The rapid ascent of China and its relative shift in power compared with the G7 has caused psychological stress within G7 nations, as they fear losing their dominant position in the world economy and are taking measures to suppress China’s growth. While in 2000 China’s GDP only accounted for 5.5 percent of the total GDP of G7 countries, it has since risen significantly to reach 41.5 percent in 2021. In terms of the proportion of manufacturing value-added, China was responsible for only 15 percent of the G7’s total in 2004; but in 2021, it made up a hefty 91.5 percent of the seven countries’ combined total.
The World Bank estimates that from 2013 to 2021, China’s contribution to global economic growth averaged 38.6 percent, surpassing the combined contribution rate of all G7 countries. These figures demonstrate that any mechanism or platform discussing global economic governance must necessarily acknowledge China’s significance as a key driver of world economic growth.
Nonetheless, nations such as the United States and Japan view China’s development as a threat rather than an opportunity. These countries are singularly focused on disrupting China’s momentum of growth, blocking its upward movement in value and industrial chains, and confining it to low-end manufacturing. In pursuit of these goals, these nations have even resorted to anti-globalization tactics, initiating trade wars and technological battles and promoting decoupling measures. Such actions significantly increase the level of uncertainty in the global economy and risk creating two mutually isolated and opposing systems in the overall world market.
The G7’s economic security document introduced during the summit emphasized the importance of economic resilience and condemned economic coercion, yet the adoption of economic coercion and suppression against China, without allowing it to retaliate, has led to China’s rightful opposition. Developed countries such as the United States have a history of employing economic sanctions, embargoes and other measures to coerce other nations, but now it is itself experiencing the danger of being coerced. This indicates a shift in the world order.
In the post-COVID-19 era, the world economy is in dire need of a restart, and economic globalization is undergoing a transformation.

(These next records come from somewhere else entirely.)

PR #203, opened 2025-07-10
TRA513: SleepIn

Alfori90:
The goal of this task is to implement the `sleepIn(boolean weekday, boolean vacation)` method, which determines whether we can sleep in based on the day and vacation status. According to the logic, we are allowed to sleep in if it is **not a weekday** (`weekday == false`) or if we are **on vacation** (`vacation == true`). The method should return `true` in either of these situations, and `false` otherwise. This exercise helps practice basic conditional statements and the use of boolean operators in decision-making.

### DIFF
--- a/Huria/Sleep-In Logic – Implement sleepIn(weekday, vacation).txt
+++ b/Huria/Sleep-In Logic – Implement sleepIn(weekday, vacation).txt
@@ -1,0 +1,30 @@
+public class SleepIn {
+
+    boolean weekday;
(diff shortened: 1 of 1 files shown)


EchoCoder20 (changes requested):
Nice try, but the logic in the `if` condition needs adjustment. It should return `true` if it's not a weekday or if there is a vacation. Otherwise, it should return `false`."

haithemhamid (approved):

PR #206, opened 2025-07-10
TRA514:Sum Double

Alfori90:
The objective of this task is to implement the sumDouble(int a, int b) method, which returns the sum of two integers. If the two integers are different, the method should simply return their sum (a + b). However, if the two integers are equal, it should return double their sum (2 * (a + b)). This exercise helps reinforce the use of conditional statements and basic arithmetic operations in programming.


EchoCoder20 (approved):
Good job,
Note for next time: I recommend you to move the calculations inside the if and else blocks to avoid unnecessary computation. Also, you can only declare or define one variable that hold the value of the calculation .

PR #208, opened 2025-07-10
TRA517: Parrot Trouble

Alfori90:
The goal is to implement the method parrotTrouble(boolean talking, int hour), which returns true if we are in trouble based on the parrot’s behavior and the time of day. We are considered in trouble if the parrot is talking (talking == true) and the current hour is either before 7 (hour < 7) or after 20 (hour > 20). In all other cases, the method should return false. This exercise focuses on practicing how to combine boolean and comparison operators in conditional statements.


EchoCoder20 (dismissed):
Great work!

While it was initially dominated by developed Western countries and mainly served the interests of transnational capital, the economy is now transitioning to a more inclusive and balanced type of globalization. This is not a transformation that the G7 can effectively control.

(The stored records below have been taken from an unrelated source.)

PR #1968, opened 2025-08-10
#TRA-2323: Logic-1. shareDigit added

Ghaida02a:
This PR introduces the checkShareDigits(int a, int b) method to determine whether two two-digit integers share at least one digit. The method:

-Extracts the tens and units digits of both numbers.
-Compares all combinations to check for any shared digit.
-Returns true if at least one digit matches; otherwise, returns false.

### DIFF
--- a/from_Ghaida/ShareDigitChecker.java
+++ b/from_Ghaida/ShareDigitChecker.java
@@ -1,0 +1,19 @@
+public class ShareDigitChecker {
+    public static void main(String[] args) {
+        System.out.println(checkShareDigits(12, 23));// → true
+        System.out.println(checkShareDigits(12, 43));// → false
+        System.out.println(checkShareDigits(12, 44));// → false
+    }
+    public static boolean checkShareDigits(int a, int b) {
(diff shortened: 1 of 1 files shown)


from_Ghaida/ShareDigitChecker.java
```diff
@@ -0,0 +1,19 @@
...
+        System.out.println(checkShareDigits(12, 23));// → true
+        System.out.println(checkShareDigits(12, 43));// → false
+        System.out.println(checkShareDigits(12, 44));// → false
+    }
+    public static boolean checkShareDigits(int a, int b) {
+        int leftDigitOfA = a/10;
+        int leftDigitOfB = b/10;
+        int rightDigitOfA = a%10;
+        int rightDigitOfB = b%10;
+        if(a >= 10 && a <= 99 && b >= 10 && b <= 99) {
```
haithemhamid, line 12: No need to make this line because requirement of question already give you that the input will be in range of 10 to 99.

haithemhamid (changes requested):
The question gives you that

In recent years, China put forth the Belt and Road Initiative, increasing investment in infrastructure construction for other developing countries. It proposed global security and development initiatives and aimed to achieve national rejuvenation through Chinese modernization, providing a new development model and a path for other developing countries to follow. Its inclusive and interactive approach has been widely welcomed by other developing countries and represents a new direction of transnational cooperation on global economic governance and developmental challenges.

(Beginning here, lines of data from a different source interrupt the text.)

PR #3718, opened 2025-08-27
TRA2577: Warmup-1 > sumDouble

JamalZeidi:
Create a method that takes two integer values and returns their sum. However, if the two values are equal, return double their sum instead. This means the method should check for equality and adjust the result accordingly.

Examples:

sumDouble(1, 2) → 3 (normal sum)

sumDouble(3, 2) → 5 (normal sum)

sumDouble(2, 2) → 8 (double of 2 + 2)


EchoCoder20 (changes requested):
1.  **File:** From_Jamal/SumOfValues.java
    **Line:** 4
    **Comment:** The opening brace for the method body should typically be on the same line as the method signature or on the next line, but the spacing here is inconsistent with standard Java conventions. More importantly, there is excessive vertical spacing before the conditional check.
    **Example:**
    
```java
    public static int sumDouble(int a, int b) {
        if (a == b){
    // ...
    ```

---
2.  **File:** From_Jamal/SumOfValues.java
    **Line:** 6
    **Comment:** The opening brace for the `if` block is on a separate line and has an unnecessary extra newline after it. Standard Java practice (often called the K&R style or a variation) places the opening brace on the same line as the `if` statement, and the closing brace should align with the `if`.
    **Example:**
    
```java
    if (a == b) {
        return (a + b) * 2;
    } else {
        return (a + b);
    }
    ```

---
3.  **File:** From_Jamal/SumOfValues.java
    **Line:** 8-10
    **Comment:** There are excessive blank lines within the logic block, which reduces readability. The return statement should immediately follow the opening brace or be cleanly separated.
    **Example:**
    
```java
    if (a == b){
        return (a+b)*2;
    }
    ```

---
4.  **File:** From_Jamal/SumOfValues.java
    **Line:** 12
    **Comment:** The closing brace for the `if` block is followed by an unnecessary blank line before the `else` block starts. Also, the braces for the `if-else` structure are inconsistent with standard formatting (see point 2).
    **Example:**
    
```java
    } else {
        return (a + b);
    }
    ```

---
5.  **File:** From_Jamal/SumOfValues.java
    **Line:** 16
    **Comment:** The `main` method content has excessive vertical spacing between the two `println` calls.
---
6.  **File:** From_Jamal/SumOfValues.java
    **Line:** 1-20
    **Comment:** The class declaration should be followed by a standard single newline before the first method, not an empty line. Also, consider adding Javadoc to the `sumDouble` method to explain what it does, its parameters, and what it returns, especially since the logic involves a specific doubling condition.

    **Example (Method Signature with Javadoc):**
    
```java
    /**
     * Calculates the sum of two integers. If the integers are equal, the sum is doubled.
     *
     * @param a the first integer
     * @param b the second integer
     * @return the sum of a and b, or double the sum if a equals b
     */
    public static int sumDouble(int a, int b) {
    // ...
    ```

---
7.  **File:** From_Jamal/SumOfValues.java
    **Line:** 3-14
    **Comment:** The logic inside `sumDouble` can be simplified by removing the explicit `if-else` structure, especially since the `else` block is just returning the basic sum. You can calculate the sum first and then apply the multiplier.

    **Example (Simplified Logic):**
    
```java
    public static int sumDouble(int a, int b) {
        int sum = a + b;
        if (a == b) {
            sum *= 2;
        }
        return sum;
    }
    ```

PR #3720, opened 2025-08-27
TRA2579: Warmup-1 > diff21

JamalZeidi:
Create a method that takes an integer n and returns the absolute difference between n and 21. However, if n is greater than 21, return double the absolute difference instead. This means the method must check whether n is over 21 and adjust the result accordingly.

Examples:

diff21(19) → 2 (normal difference)

diff21(10) → 11 (normal difference)

diff21(21) → 0 (no difference)

diff21(25) → 8 (double of 25 − 21 = 4)


EchoCoder20 (changes requested):
1. **File:** From_Jamal/DifferenceOfNumbers.java
**Line:** 5
**Comment:** The method name `diff21` is not very descriptive. Consider a name that clearly indicates what the method calculates, such as `calculateDifferenceFrom21`.

---
2. **File:** From_Jamal/DifferenceOfNumbers.java
**Line:** 7-15
**Comment:** The formatting with excessive newlines makes the code harder to read. Consolidate conditional logic onto fewer lines where appropriate, adhering to standard Java style guides (like Oracle's). Also, `Math.abs(n-21)` is redundant when `n <= 21` because `n - 21` will always be zero or negative, so negating it (or using `21 - n`) is sufficient.

**Example:**

```java
    public static int calculateDifferenceFrom21(int n) {
        if (n <= 21) {
            return 21 - n;
        } else {
            return (n - 21) * 2;
        }
    }
```

---
3. **File:** From_Jamal/DifferenceOfNumbers.java
**Line:** 10
**Comment:** When `n` is exactly 21, `n - 21` is 0, and `Math.abs(0)` is 0. If `n > 21`, the requirement seems to be doubling the difference, but the logic `return Math.abs(n-21)*2;` is correct for the difference *if* the logic intended is "if $n>21$, return $2 \times (n-21)$". However, based on common coding challenges this function often implements: if $n \le 21$, return $21-n$; otherwise, return $2 \times (n-21)$. Since you are using `Math.abs` in both branches, let's simplify the first branch as discussed above, and ensure the second branch correctly implements the required doubling. If $n > 21$, $n-21$ is positive, so `Math.abs(n-21)` is just $n-21$.

---
4. **File:** From_Jamal/DifferenceOfNumbers.java
**Line:** 18-20
**Comment:** Standard practice is to only have one statement per line, and avoid empty lines between method calls in `main` unless separating logical groups of tests.

**Example:**

```java
        System.out.println(diff21(21));
        System.out.println(diff21(11));
        System.out.println(diff21(30)); // Added a test case for n > 21
    }
```

PR #3736, opened 2025-08-27
TRA2614: Warmup-1 > close10

JamalZeidi:
Create a method that takes two integer values and returns the one closest to 10. Use Math.abs(n - 10) to calculate the distance from 10. If both values are equally close, return 0 to indicate a tie.

Examples:

close10(8, 13) → 8 (distance: 2 vs. 3)

close10(13, 8) → 8 (same as above, order reversed)

close10(13, 7) → 0 (both are 3 away from 10)


EchoCoder20 (changes requested):
**File:** From_Jamal/CloseToTen.java
**Line:** 5
**Comment:** Java standard practice for class names is PascalCase (e.g., `CloseToTen`). The current naming is correct for a class name. However, the file name should match the class name exactly (case-sensitive in some file systems). Assuming the file name is `CloseToTen.java`, this is fine.

---
**File:** From_Jamal/CloseToTen.java
**Line:** 7
**Comment:** Variables names like *aAbs* and *bAbs* could be more descriptive, perhaps indicating what they represent in relation to the number 10.

---
**File:** From_Jamal/CloseToTen.java
**Line:** 7, 8
**Comment:** Excessive vertical whitespace makes the code harder to read. Remove unnecessary blank lines.
**Example:**

```java
        int aAbs = Math.abs(a - 10);
        int bAbs = Math.abs(b - 10);
```


---
**File:** From_Jamal/CloseToTen.java
**Line:** 10-14
**Comment:** The closing brace for the first if-block is on a new line, which is unconventional for a single-line block. It's better to keep the braces on the same line if the block is short, or follow a consistent style. Also, remove the unnecessary blank lines inside the block.
**Example:**

```java
        if (aAbs < bAbs) {
            return a;
        }
```


---
**File:** From_Jamal/CloseToTen.java
**Line:** 15-19
**Comment:** Similar to the previous point, remove unnecessary vertical whitespace inside the else if block.
**Example:**

```java
        else if (bAbs < aAbs) {
            return b;
        }
```


---
**File:** From_Jamal/CloseToTen.java
**Line:** 21
**Comment:** The logic returns 0 if *aAbs* equals *bAbs* (i.e., if both numbers are equally close to 10). The problem statement for "CloseToTen" usually implies returning 0 only if both are equally close. This implementation correctly returns 0 in that case, but the formatting around the final return statement can be cleaned up.

---
**File:** From_Jamal/CloseToTen.java
**Line:** 20-24
**Comment:** Remove unnecessary blank lines surrounding the final return statement.
**Example:**

```java
        return 0;
```


---
**File:** From_Jamal/CloseToTen.java
**Line:** 1
**Comment:** Java classes should generally have spacing conventions applied. Add a newline at the end of the file for better compatibility with some tools.

---
**File:** From_Jamal/CloseToTen.java
**Line:** 27
**Comment:** In the `main` method, the test case `close10(10, 100)` should ideally be accompanied by comments or assertions explaining the expected outcome for better testability and clarity. Since 10 is distance 0 from 10, and 100 is distance 90 from 10, the expected output is 10.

The G7 countries’ attacks on China will not solve their own problems or, more important, help address the challenges facing the global economy. From a geopolitical standpoint, viewing China’s rise as a threat is an approach that’s doomed to fail. Such confrontations do not align with the common interests of most members of the international community and even go against the national interests of those nations instigating the conflicts.
This may lead to self-reflection by their decision-makers, as well as policy adjustments seeking better outcomes. One example of this phenomenon is the recent shift in policy expressions from U.S. and European leaders regarding their economic relationship with China. These reflect movement toward risk mitigation rather than decoupling.